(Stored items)
Issue #174, opened 2018-08-22
Add context.http.url for HTTP client spans


felixbarny:
See https://github.com/elastic/kibana/issues/20145

eyalkoren:
[Pull Request](https://github.com/elastic/apm-agent-java/pull/218#issue-216964227)

PR #218, opened 2018-09-20
Add http url to span context

eyalkoren:


eyalkoren:
[https://github.com/elastic/apm-agent-java/issues/174](https://github.com/elastic/apm-agent-java/issues/174)

apm-agent-plugins/apm-apache-httpclient-plugin/src/main/java/co/elastic/apm/httpclient/ApacheHttpClientInstrumentation.java
```diff
@@ -56,7 +56,7 @@ private static void onBeforeExecute(@Advice.Argument(0) HttpRoute route,
             return;
         }
         final AbstractSpan<?> parent = tracer.getActive();
-        span = HttpClientHelper.startHttpClientSpan(parent, request.getMethod(), route.getTargetHost().getHostName(), SPAN_TYPE_APACHE_HTTP_CLIENT);
+        span = HttpClientHelper.startHttpClientSpan(parent, request.getMethod(), String.valueOf(request.getURI()), route.getTargetHost().getHostName(), SPAN_TYPE_APACHE_HTTP_CLIENT);
```
felixbarny: why do you use `String.valueOf` here? Can the URI return null? In that case, it might be better to change the signature of `startHttpClientSpan` to `@Nullable URI` or `@Nullable String` and only set if not null.

eyalkoren: According to `HttpRequestWrapper`'s constructor it can be set to null. You're right, better not to set a null string.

» **Your assignment**:
Each record, exactly as written, is to be printed again.

» **Task answer**:
Issue #174, opened 2018-08-22
Add context.http.url for HTTP client spans


felixbarny:
See https://github.com/elastic/kibana/issues/20145

eyalkoren:
[Pull Request](https://github.com/elastic/apm-agent-java/pull/218#issue-216964227)

PR #218, opened 2018-09-20
Add http url to span context

eyalkoren:


eyalkoren:
[https://github.com/elastic/apm-agent-java/issues/174](https://github.com/elastic/apm-agent-java/issues/174)

apm-agent-plugins/apm-apache-httpclient-plugin/src/main/java/co/elastic/apm/httpclient/ApacheHttpClientInstrumentation.java
```diff
@@ -56,7 +56,7 @@ private static void onBeforeExecute(@Advice.Argument(0) HttpRoute route,
             return;
         }
         final AbstractSpan<?> parent = tracer.getActive();
-        span = HttpClientHelper.startHttpClientSpan(parent, request.getMethod(), route.getTargetHost().getHostName(), SPAN_TYPE_APACHE_HTTP_CLIENT);
+        span = HttpClientHelper.startHttpClientSpan(parent, request.getMethod(), String.valueOf(request.getURI()), route.getTargetHost().getHostName(), SPAN_TYPE_APACHE_HTTP_CLIENT);
```
felixbarny: why do you use `String.valueOf` here? Can the URI return null? In that case, it might be better to change the signature of `startHttpClientSpan` to `@Nullable URI` or `@Nullable String` and only set if not null.

eyalkoren: According to `HttpRequestWrapper`'s constructor it can be set to null. You're right, better not to set a null string.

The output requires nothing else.